(Beginning of Source data)

PR #165, opened 2024-02-20
Add package definition support

ring630:


SMoraisAnsys (dismissed):
I do have multiple questions:

1. Can we change the way things are written to use a more pythonic way of declaring attributes scopes ? Currently we leverage single underscore without any meaning behind it and I feel like we should only use it to declare an attribute as `protected`. Here I would rework the code to use `__pedb` and `__edb_object` in the `PackageDef` class. Since the `edb_object` is accessed from other modules, I would also add a property to get the object but without set it:
```python
    @property
    def edb_object(self):
        """EDB object"""
        return self.__edb_object
```

2. Since method `create` of PackageDef is only used in `add_package_def` would it make sense to extend the `__init__` of `PackageDef` to work with `edb_object` input or `name` ? If there is a case where the `PackageDef` must be updated, I would recommend to rename the method, or extract it out of the `PackageDef`, or change the way we do things as it complicates the API understanding.

3. Can we update the test to give them more sense ? Here we are testing that after setting an attribute with a value, this attribute has the value we provided. This could be enough but it would shine brighter if we tested that the attribute was updated in another way (not sure if that works though):
```python
        package = self.edbapp.definitions.add_package_def("package_1")
        assert package
        package.maximum_power = 1
        assert self.edbapp.definitions.package['package_1'].maximum_power == 1
```
Here I'm working with the object to set things and check that the edbapp is correctly updated afterward !

Apart from this remarks, great job here 👍

svandenb-dev (dismissed):
LGTM

SMoraisAnsys:
> @SMoraisAnsys _edb_object ->__edb_object is not a small refactoring. Need to do it in a separate PR

I do agree that it isn't. However, I think it can still be started here with `package_def.py` since it is a new file.
I can do it if you don't have the time to do the modifications.

SMoraisAnsys:
@ring630 Could you please take a look at my changes and proceed with the merge if everything is alright with you ?
I did add some docstring and I'm not sure if they are correct or not. Could you ensure that they are correct ?

SMoraisAnsys (approved):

(End of Source data)

Scan the entries above for the string "have" and copy each line containing it.

I do have multiple questions:
I can do it if you don't have the time to do the modifications.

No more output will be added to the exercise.